PR #1131, opened 2016-06-13
cross-platform: Make amd64 asm files compile on OSX

tadeuzagallo:
The assembly files fail to assemble due to unsupported `@plt` modifier and fail to link on OS X due to missing label prefix on function names.

### DIFF
--- a/lib/Runtime/Library/amd64/JavascriptFunctionA.S
+++ b/lib/Runtime/Library/amd64/JavascriptFunctionA.S
@@ -6,11 +6,11 @@
 .intel_syntax noprefix
 #include "unixasmmacros.inc"
 
-.extern _ZN2Js18JavascriptFunction13DeferredParseEPPNS_14ScriptFunctionE
-.extern _ZN2Js18JavascriptFunction19DeferredDeserializeEPNS_14ScriptFunctionE
+.extern C_FUNC(_ZN2Js18JavascriptFunction13DeferredParseEPPNS_14ScriptFunctionE)
+.extern C_FUNC(_ZN2Js18JavascriptFunction19DeferredDeserializeEPNS_14ScriptFunctionE)
 
-.global _ZN2Js18JavascriptFunction20DeferredParsingThunkEPNS_16RecyclableObjectENS_8CallInfoEz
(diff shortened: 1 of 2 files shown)


lib/Runtime/Library/amd64/JavascriptFunctionA.S
```diff
@@ -6,15 +6,15 @@
...
 
-.global _ZN2Js18JavascriptFunction20DeferredParsingThunkEPNS_16RecyclableObjectENS_8CallInfoEz
-.global _ZN2Js18JavascriptFunction24DeferredDeserializeThunkEPNS_16RecyclableObjectENS_8CallInfoEz
+.global C_FUNC(_ZN2Js18JavascriptFunction20DeferredParsingThunkEPNS_16RecyclableObjectENS_8CallInfoEz)
+.global C_FUNC(_ZN2Js18JavascriptFunction24DeferredDeserializeThunkEPNS_16RecyclableObjectENS_8CallInfoEz)
 
 #ifndef __APPLE__
-.type _ZN2Js18JavascriptFunction20DeferredParsingThunkEPNS_16RecyclableObjectENS_8CallInfoEz, @function
-.type _ZN2Js18JavascriptFunction24DeferredDeserializeThunkEPNS_16RecyclableObjectENS_8CallInfoEz, @function
+.type C_FUNC(_ZN2Js18JavascriptFunction20DeferredParsingThunkEPNS_16RecyclableObjectENS_8CallInfoEz), @function
```
obastemur: C_FUNC is not needed here

tadeuzagallo: I know it's not currently necessary, but it relies on an assumption of how the compiler mangles the symbols, so I usually prefer to keep it for consistency. Of course I can remove it though.

obastemur: @tadeuzagallo pseudo-op `.type` is not supported by OSX target anyways.

obastemur:
@tadeuzagallo IMO these files need a bit more change to be OSX compatible or to be able to pass the linker.

However,  I'm okay with the changes overall. Please update the title from `compatible with` to `compiles on`, and squash your changes.

Thanks for the PR!

obastemur:
LGTM. @tadeuzagallo Thanks for the PR again

PR #2150, opened 2016-12-06
Fix opeq assert firing in x86

meg-gupta:
Debug asserts that fire when operand sizes differ for mov and opeq
instructions were added recently. Fix a missing change that fires this
assert.


meg-gupta:

rajatd:
:shipit:

PR #2151, opened 2016-12-07
Recheck array type before checking element is MissingItem after prototype lookup on the array

ThomsonTan:
When slicing an array (Array.prototype.slice),  we make a shadow copy of original array, then tries to populate the MissingItems in the copied array with elements from the prototype chain of the source array. Lookup in the prototype chain could change its array type so we need recheck the array type after the lookup returns before retrieving remaining items as MissItems, or we get the wrong element to check against.

### DIFF
--- a/lib/Runtime/Library/JavascriptArray.cpp
+++ b/lib/Runtime/Library/JavascriptArray.cpp
@@ -475,7 +475,7 @@ namespace Js
         return SparseArraySegment<T>::IsMissingItem(&headSeg->elements[index]);
     }
 
-    bool JavascriptArray::IsMissingItemForUnkownArrayTypeAt(uint32 index)
+    bool JavascriptArray::IsMissingItem(uint32 index)
     {
         bool isIntArray = false, isFloatArray = false;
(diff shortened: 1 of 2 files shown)


ThomsonTan:
@LouisLaf please help review.

lib/Runtime/Library/JavascriptArray.cpp
```diff
@@ -467,6 +467,33 @@ namespace Js
...
 
+    template<typename T>
+    bool JavascriptArray::IsMissingItemAt(uint32 index) const
+    {
+        SparseArraySegment<T>* headSeg = (SparseArraySegment<T>*)this->head;
+
+        return SparseArraySegment<T>::IsMissingItem(&headSeg->elements[index]);
+    }
+
+    bool JavascriptArray::IsMissingItemForUnkownArrayTypeAt(uint32 index)
```
LouisLaf: This is somewhat inconsistent naming with the rest of the array APIs.  Just call that one IsMissingItemAt() and leave the template one as is, or rename to something like DirectIsMissingItemAt().

LouisLaf:
:shipit:

PR #2152, opened 2016-12-07
CheckIfTypeIsEquivalent for fixed field

kunalspathak:
With my CheckIfTypeIsEquivalent optimization, we were reusing the cached equivalent types even though guard value i.e. type got collected. This is fine as long as fields against which we are guarding are not fixed. If they are fixed, then we should not be referring to the cached types. Added a new helper for fixed fields/methods which will return false if the guard was invalidated or it was collected.

Refer: [9514714](https://microsoft.visualstudio.com//defaultcollection/OS/_workItems?_a=edit&id=9514714&triage=true)


kunalspathak:
@pleath , @rajatd - Please help review.

pleath:
LGTM. Thanks.

PR #2157, opened 2016-12-07
Use Sections for OOP JIT

MikeHolman:
This change adds new SectionAllocWrapper classes, which manages Sections for JIT code pages.

When you call Alloc with these APIs, sections are mapped into the runtime process with PAGE_EXECUTE permissions. For SectionAllocWrapper, we maintain a map of outstanding sections modeled after the GC's HeapBlockMap for fast lookup.
If you want to map a section into the JIT process, you can call AllocLocal, which will map (a portion) of your section in as PAGE_READWRITE. It is the callers responsibility to call FreeLocal on the local section mapping.

Sections don't support decommit, which is used most importantly in PreReservedSectionAllocWrapper. Instead, to remove pages from the working set we ZeroMemory and set PAGE_NOACCESS protection on the runtime view.

InterpreterThunkEmitter was also modified to use sections. On the server we map everything in and then throw away the section handle. When the runtime is done, it can directly call to UnmapViewOfSection.
Now for OOP JIT we use the thunkBlocks lists for tracking outstanding interpreter thunks rather than maintaining an EmitBufferManager on the JIT process.


MikeHolman:
@satheeshravi @LouisLaf @leirocks can you take a look?

kphillisjr:
You need to specify new allocator types in ```lib/Common/Memory/PageAllocatorDefines.h``` seeing as how this file contains the Constants for ```lib/Common/Memory/PageAllocator.h```

MikeHolman:
@kphillisjr I was thinking reusing `PageAllocatorType_CustomHeap` should be fine?

kphillisjr:
I believe the reason for the Allocator types is to help with finding/diagnosing memory problems.  This is why I believe this type of change should include a custom entry because others might use it elsewhere... That said, I believe that ```PageAllocatorType_SectionAlloc``` is reasonable enough.

lib/Common/Core/DelayLoadLibrary.h
```diff
@@ -45,20 +72,59 @@ class NtdllLibrary : protected DelayLoadLibrary
 
     typedef VOID (NTAPI *PFnRtlGrowFunctionTable)(_Inout_ PVOID DynamicTable, _In_ ULONG NewEntryCount);
     PFnRtlGrowFunctionTable growFunctionTable;
+#endif
+
+    typedef NTSTATUS(NTAPI *PFnNtCreateSection)(
```
leirocks: is the section APIs blocked by ACG on client process?

MikeHolman: Yes, I believe so.

lib/Common/Memory/SectionAllocWrapper.cpp
```diff
@@ -0,0 +1,949 @@
...
+        status = NtdllLibrary::Instance->MapViewOfSection(sectionHandle, this->process, &address, NULL, NULL, NULL, &viewSize, NtdllLibrary::ViewUnmap, NULL, PAGE_EXECUTE);
+        if (status != 0 || address == nullptr)
+        {
+            NtdllLibrary::Instance->Close(sectionHandle);
+            return nullptr;
+        }
+        SectionInfo * section = HeapNewNoThrowStruct(SectionInfo);
+        if (!section)
+        {
+            HeapDelete(section);
```
leirocks: >HeapDelete(section); [](start = 12, length = 20)

when OOM section is null, should not delete

lib/Common/Memory/SectionAllocWrapper.cpp
```diff
@@ -0,0 +1,949 @@
...
+        NtdllLibrary::Instance->InitializeObjectAttributes(&attr, NULL, NtdllLibrary::OBJ_KERNEL_HANDLE, NULL, NULL);
+        LARGE_INTEGER size = { 0 };
+#if TARGET_32
+        size.LowPart = dwSize;
+#elif TARGET_64
+        size.QuadPart = dwSize;
+#endif
+        HANDLE sectionHandle = nullptr;
+        const ULONG allocAttributes = ((allocationType & MEM_COMMIT) == MEM_COMMIT) ? SEC_COMMIT : SEC_RESERVE;
+        int status = NtdllLibrary::Instance->CreateSection(&sectionHandle, SECTION_MAP_READ | SECTION_MAP_WRITE | SECTION_QUERY | SECTION_MAP_EXECUTE, &attr, &size, PAGE_EXECUTE_READWRITE, allocAttributes, NULL);
```
leirocks: >PAGE_EXECUTE_READWRITE [](start = 165, length = 22)

will this make it executable on JIT server, or is this necessary to be executable here since we specify PAGE_EXECUTE while MapViewOfSection?

lib/Common/Memory/SectionAllocWrapper.cpp
```diff
@@ -0,0 +1,949 @@
...
+        if (status != 0)
+        {
+            return nullptr;
+        }
+
+        SIZE_T viewSize = 0;
+        status = NtdllLibrary::Instance->MapViewOfSection(sectionHandle, this->process, &address, NULL, NULL, NULL, &viewSize, NtdllLibrary::ViewUnmap, NULL, PAGE_EXECUTE);
+        if (status != 0 || address == nullptr)
```
leirocks: >0 [](start = 22, length = 1)

nit: use STATUS_SUCESS macro

lib/Common/Memory/SectionAllocWrapper.cpp
MikeHolman: Yeah, this is necessary in order to map a view that has PAGE_EXECUTE permissions. It doesn't actually map into any process' address space at this point.

leirocks:
:shipit:

lib/Common/Memory/SectionAllocWrapper.cpp
MikeHolman: we don't have header with that macro defined.

PR #2158, opened 2016-12-07
Redeferral and deferred stubs

pleath:
Do not copy the deferred stub tree to the new ParseableFunctionInfo on redeferral, as nested functions may not be deferred in that case. Recompute them instead if necessary.


pleath:
@rajatd Could you look at this very small fix? Should fix some web issues. (Thanks.)

rajatd:
:shipit:

PR #2165, opened 2016-12-07
WASM - function import signature comparison

Cellule:
When comparing the function signature on imports, the counter represents the function index, not the signature index

---
This change is [Reviewable](https://reviewable.io/reviews/microsoft/chakracore/2165)


lib/Runtime/Library/WebAssemblyInstance.cpp
```diff
@@ -322,7 +322,7 @@ void WebAssemblyInstance::LoadImports(
             {
                 Assert(env->GetWasmFunction(counter) == nullptr);
                 AsmJsScriptFunction* func = AsmJsScriptFunction::FromVar(prop);
-                if (!wasmModule->GetSignature(counter)->IsEquivalent(func->GetSignature()))
+                if (!wasmModule->GetFunctionSignature(counter)->IsEquivalent(func->GetSignature()))
```
Cellule: I agree, it was useful before we had wasm function thunks for imported functions

PR #2166, opened 2016-12-08
WASM - Fix bug in -wasmi64 implementation

Cellule:
The case `someInt64Fn({high: 5, low: -2})` would incorrectly think the input is `-2` as the current implementation was doing signed extended conversion from int32 to int64 when merging low and high

---
This change is [Reviewable](https://reviewable.io/reviews/microsoft/chakracore/2166)


Cellule:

******************************

Assignment = Go through the records from the first line and copy each one exactly, ending after the line that contains "pass the linker.". Give nothing else.

Exercise solution =
PR #1131, opened 2016-06-13
cross-platform: Make amd64 asm files compile on OSX

tadeuzagallo:
The assembly files fail to assemble due to unsupported `@plt` modifier and fail to link on OS X due to missing label prefix on function names.

### DIFF
--- a/lib/Runtime/Library/amd64/JavascriptFunctionA.S
+++ b/lib/Runtime/Library/amd64/JavascriptFunctionA.S
@@ -6,11 +6,11 @@
 .intel_syntax noprefix
 #include "unixasmmacros.inc"
 
-.extern _ZN2Js18JavascriptFunction13DeferredParseEPPNS_14ScriptFunctionE
-.extern _ZN2Js18JavascriptFunction19DeferredDeserializeEPNS_14ScriptFunctionE
+.extern C_FUNC(_ZN2Js18JavascriptFunction13DeferredParseEPPNS_14ScriptFunctionE)
+.extern C_FUNC(_ZN2Js18JavascriptFunction19DeferredDeserializeEPNS_14ScriptFunctionE)
 
-.global _ZN2Js18JavascriptFunction20DeferredParsingThunkEPNS_16RecyclableObjectENS_8CallInfoEz
(diff shortened: 1 of 2 files shown)


lib/Runtime/Library/amd64/JavascriptFunctionA.S
```diff
@@ -6,15 +6,15 @@
...
 
-.global _ZN2Js18JavascriptFunction20DeferredParsingThunkEPNS_16RecyclableObjectENS_8CallInfoEz
-.global _ZN2Js18JavascriptFunction24DeferredDeserializeThunkEPNS_16RecyclableObjectENS_8CallInfoEz
+.global C_FUNC(_ZN2Js18JavascriptFunction20DeferredParsingThunkEPNS_16RecyclableObjectENS_8CallInfoEz)
+.global C_FUNC(_ZN2Js18JavascriptFunction24DeferredDeserializeThunkEPNS_16RecyclableObjectENS_8CallInfoEz)
 
 #ifndef __APPLE__
-.type _ZN2Js18JavascriptFunction20DeferredParsingThunkEPNS_16RecyclableObjectENS_8CallInfoEz, @function
-.type _ZN2Js18JavascriptFunction24DeferredDeserializeThunkEPNS_16RecyclableObjectENS_8CallInfoEz, @function
+.type C_FUNC(_ZN2Js18JavascriptFunction20DeferredParsingThunkEPNS_16RecyclableObjectENS_8CallInfoEz), @function
```
obastemur: C_FUNC is not needed here

tadeuzagallo: I know it's not currently necessary, but it relies on an assumption of how the compiler mangles the symbols, so I usually prefer to keep it for consistency. Of course I can remove it though.

obastemur: @tadeuzagallo pseudo-op `.type` is not supported by OSX target anyways.

obastemur:
@tadeuzagallo IMO these files need a bit more change to be OSX compatible or to be able to pass the linker.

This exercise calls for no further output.